Application of graphdiyne (GDY) in photocatalysis remains significant challenges. Herein, a 1D/2D S-scheme GDY/β-AgVO3 heterojunction was successfully constructed by β-AgVO3 nanorods anchored on GDY nanosheets for high efficiently photocatalytic hydrogen evolution. The GDY nanosheets were fabricated by a convenient mechanical ball milling method. The S-scheme GDY/β-AgVO3 heterojunction possesses a close interface with oriented built-in electric-field for efficient extraction of photocarriers from the conduction band of β-AgVO3 to valence band of GDY. The 25 % GDY/β-AgVO3 exhibited outstanding photocatalytic H2 generation capacity of 14.15 mmol g−1 h−1, which was 17.26 and 11.99 folds greater than that of GDY and β-AgVO3, respectively.
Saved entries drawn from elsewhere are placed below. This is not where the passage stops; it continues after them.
PR #4391, opened 2024-06-25
[Shared dev] [#162202] Edit project

LeticiaErrandonea:
# Release Notes
* Add ability to edit cross core projects

# Screenshot
## Order show
image

#### From another facility
image

#### From current facility
image

### Single facility
image

### DIFF
--- a/app/controllers/facility_orders_controller.rb
+++ b/app/controllers/facility_orders_controller.rb
@@ -147,7 +147,7 @@ class FacilityOrdersController < ApplicationController
         @cross_core_orders_by_facility[order_facility] = order
       end
 
-      @cross_core_project_name = project.name
+      @cross_core_project = project
     end
   end
 
--- a/app/controllers/facility_orders_controller.rb
+++ b/app/controllers/facility_orders_controller.rb
@@ -146,9 +146,9 @@ class FacilityOrdersController < ApplicationController
         @cross_core_order_details_by_facility[order_facility] = order.order_details.ordered_by_parents
         @cross_core_orders_by_facility[order_facility] = order
       end
-    end
 
-    @project_name = project&.name
+      @cross_core_project_name = project.name
+    end
   end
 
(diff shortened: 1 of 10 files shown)


app/controllers/facility_orders_controller.rb
```diff
@@ -147,6 +147,8 @@ def load_cross_core_order_details
         @cross_core_orders_by_facility[order_facility] = order
       end
     end
+
+    @project_name = project&.name
```
giladshanan, line 151: Is the `&` here to handle single-facility projects, or is there another case?
If it's just that, I would vote for something a little more verbose but intention revealing:
```
  if project.present?
    project_orders = project.orders.where.not(facility_id: @order.facility_id)
    project_orders.each do |order|
      order_facility = order.facility.to_s
      @cross_core_order_details_by_facility[order_facility] = order.order_details.ordered_by_parents
      @cross_core_orders_by_facility[order_facility] = order
    end
    @project_name = project.name
  else
    @project_name = nil
  end
```
also, maybe this should be `@cross_core_project`?

giladshanan (approved):
One non-blocking comment

app/views/facility_orders/show.html.haml
```diff
@@ -10,11 +10,11 @@
     = banner_label @order, :created_by_user
     - if SettingsHelper.feature_on?(:cross_core_projects)
       - project_id = @cross_core_order_details_by_facility.present? ? @order_details.first&.project_id : nil
-      - if project_id
+      - if @cross_core_project_name
```
giladshanan, line 13: based on spec failures I think maybe we need:
```suggestion
      - if @cross_core_project_name && project_id
```
... but not sure if there is a valid case where we have a cross core project with no order details

giladshanan (changes requested):
Looks like specs are unhappy

giladshanan (approved):
Small suggestion

PR #4405, opened 2024-07-02
Fix: [#162313] Purchase cross core order when it only has one instrument

LeticiaErrandonea:
# Release Notes
* Purchase cross core order when it only has one instrument

### DIFF
--- a/app/services/reservation_creator.rb
+++ b/app/services/reservation_creator.rb
@@ -36,6 +36,9 @@ class ReservationCreator
           # The purchase_order_path or cart_path will handle the backdating, but we need
           # to do this here for merged reservations.
           backdate_reservation_if_necessary(session_user)
+
+          purchase_original_cross_core_order
+
           @success = :merged_order
         elsif @order.order_details.one?
           @success = :instrument_only_order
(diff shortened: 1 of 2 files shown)


app/services/reservation_creator.rb
```diff
@@ -104,4 +107,19 @@ def status_q
     ActiveSupport::StringInquirer.new(@success.to_s)
   end
 
+  def purchase_original_cross_core_order
+    original_order = Order.find(@order.merge_with_order_id)
```
giladshanan, line 111: Do we need to handle the case where a record is not found?

app/services/reservation_creator.rb
```diff
@@ -104,4 +107,19 @@ def status_q
...
+
+    if original_order.order_details.one? && original_order.cross_core_project.present?
+      order_purchaser = OrderPurchaser.new(
+        order: original_order,
+        acting_as: original_order.user,
+        order_in_past: nil,
+        params: ActionController::Parameters.new({}),
+        user: original_order.created_by
+      )
+      order_purchaser.purchase_cross_core!
```
giladshanan, line 121: What happens if this line fails?

giladshanan (approved):
Left a couple non-blocking questions for you

app/services/reservation_creator.rb
LeticiaErrandonea: No. We only get to that if-block when the order has `merge_with_order_id`

app/services/reservation_creator.rb
LeticiaErrandonea: image

PR #4431, opened 2024-07-12
Tech task: [#162316] Cross Core refactor

LeticiaErrandonea:
# Release Notes
* Tech task: Cross Core refactor

# Additional Info
* This PR only moves almost all the extensions to the app.
* Views are still in the engine.
* Ability extension in still in the engine.


LeticiaErrandonea (commented):
Left a couple of comments, but this looks great!

Thanks for finishing it @giladshanan!

app/models/order_detail.rb
```diff
@@ -66,13 +67,13 @@ def set_problem_order
   has_many   :notifications, as: :subject, dependent: :destroy
   has_many   :stored_files, dependent: :destroy
   has_many   :sample_results_files, -> { sample_result }, class_name: "StoredFile"
+  has_many   :vestal_versions, as: :versioned
```
giladshanan, line 70: @LeticiaErrandonea why did this line move?

app/services/order_row_importer.rb
```diff
@@ -295,7 +296,17 @@ def validate_existing_order
     end
   end
 
-  # Projects adds a custom attribute and overrides this method to validate it
   def validate_custom_attributes
+    if field(:project_name).present? && project.nil?
```
giladshanan, line 300: I think this should be in its own method like the others, maybe `validate_project_name`

app/services/order_row_importer.rb
```diff
@@ -295,7 +296,17 @@ def validate_existing_order
...
+      add_error(:project_not_found)
+    end
+  end
+
+  def project
+    facility.projects.active.find_by name: field(:project_name)
+  end
+
+  def custom_attributes
+    { project_id: project&.id }
```
giladshanan, line 310: these aren't really custom attributes any more, right?  and we already define `custom_attributes` on line 162.  How about adding `project_id` to `to_add_attributes` instead?

Also, I think `custom_attributes` and `validate_custom_attributes` are probably un-used now, so we should add code comments to the methods

app/views/shared/_order_detail_action_form.html.haml
```diff
@@ -1,6 +1,8 @@
 - @facility_users ||= User.find_users_by_facility(current_facility) || []
 
 %td.action-form
+  = render "projects/shared/select_facility_project", facility: current_facility
+  - # TODO: Check if un-used and remove.  This was used by the old projects engine before it was brought into the application.
```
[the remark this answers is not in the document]
giladshanan: `"projects/shared/select_facility_project"` is definitely still used, but since we are rendering it explicitly now I'm not sure if anyone else is using the hook for `"batch_update_above_product_column"` below on line 6

spec/services/order_row_importer_spec.rb
```diff
@@ -491,6 +498,10 @@
             end
 
             context "and the order is invalid" do
+              before(:each) do
```
giladshanan, line 501: why did this change?

giladshanan (commented):
Geting close!

giladshanan (approved):
🎉

PR #4432, opened 2024-07-12
[#162199] Fix bug when navigating to My Transactions

LeticiaErrandonea:
# Release Notes
* Fix bug when navigating to My Transactions

### DIFF
--- a/app/views/shared/transactions/_cross_core_icon.html.haml
+++ b/app/views/shared/transactions/_cross_core_icon.html.haml
@@ -1,3 +1,3 @@
-- if order_detail.cross_core_activity_for_facility?(current_facility)
+- if order_detail.cross_core_activity_for_facility?(current_facility || order_detail.facility)
   %br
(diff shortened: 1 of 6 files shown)


app/views/shared/transactions/_cross_core_icon.html.haml
```diff
@@ -1,3 +1,3 @@
-- if order_detail.cross_core_activity_for_facility?(current_facility)
+- if order_detail.cross_core_activity_for_facility?(current_facility || order_detail.facility)
```
giladshanan, line 1: I'm wondering if this method should be changed a bit.
If we don't need to check `current_facility`, then we can just reference the order_detail's facility internally:
```
# app/models/order_detail.rb
def cross_core_activity_for_facility?
  order.cross_core_project.present? && order.cross_core_project.facility_id != facility.id
end
```
What do you think?

giladshanan (approved):
I left you a small refactoring suggestion -otherwise looks good

giladshanan (approved):

PR #4439, opened 2024-07-17
Fix: [#162350] Clear cross core project when clearing cart

LeticiaErrandonea:
# Release Notes
* Clear cross core project when clearing cart

### DIFF
--- a/app/models/order.rb
+++ b/app/models/order.rb
@@ -130,6 +130,7 @@ class Order < ApplicationRecord
     order_details.destroy_all
     self.facility = nil
     self.account = nil
+    self.cross_core_project_id = nil
     save
   end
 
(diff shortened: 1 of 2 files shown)


app/models/order.rb
```diff
@@ -130,6 +130,7 @@ def clear_cart?
     order_details.destroy_all
```
giladshanan, line 130: This method should probably not end with `?` - maybe `clear_cart` instead?

giladshanan (approved):

app/models/order.rb
LeticiaErrandonea: I think it may be related to it being used as a guard. Not sure, but I see the rest also follow that pattern

giladshanan: 👍🏼 good to merge then

PR #4452, opened 2024-07-24
[#162028] Separate Facilities List in Active/Inactive

LeticiaErrandonea:
# Release Notes
* Separate Facilities List in Active/Inactive

# Screenshot
image


app/controllers/facilities_controller.rb
```diff
@@ -68,9 +68,13 @@ def list
     @active_tab = "manage_facilites"
     if session_user.administrator?
       @facilities = Facility.alphabetized
```
giladshanan, line 70: It looks like we're not using `@facilities` in the view any more, is that right?
If so let's change it to a local variable `facilities`

giladshanan (approved):
One small comment, looks good!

The improved hydrogen evolution efficiency can be given the credit to the establishment of a built-in electric field between GDY and β-AgVO3, which causes the photogenerated electrons to move directionally following the path of the S-scheme. In addition, GDY showed full spectrum absorption characteristics, and the introduction of GDY into β-AgVO3 improved the photosensitivity of the catalyst, thus improving the solar energy utilization efficiency. The S-scheme mechanism is certified by in-situ XPS and density functional theory (DFT). The charge density difference of GDY/β-AgVO3 is further proved the photogenerated electrons of the GDY/β-AgVO3. This work provided an effectual approach for constructing graphdiyne-based S-scheme heterojunction with oriented built-in electric-field for efficient photocatalysis.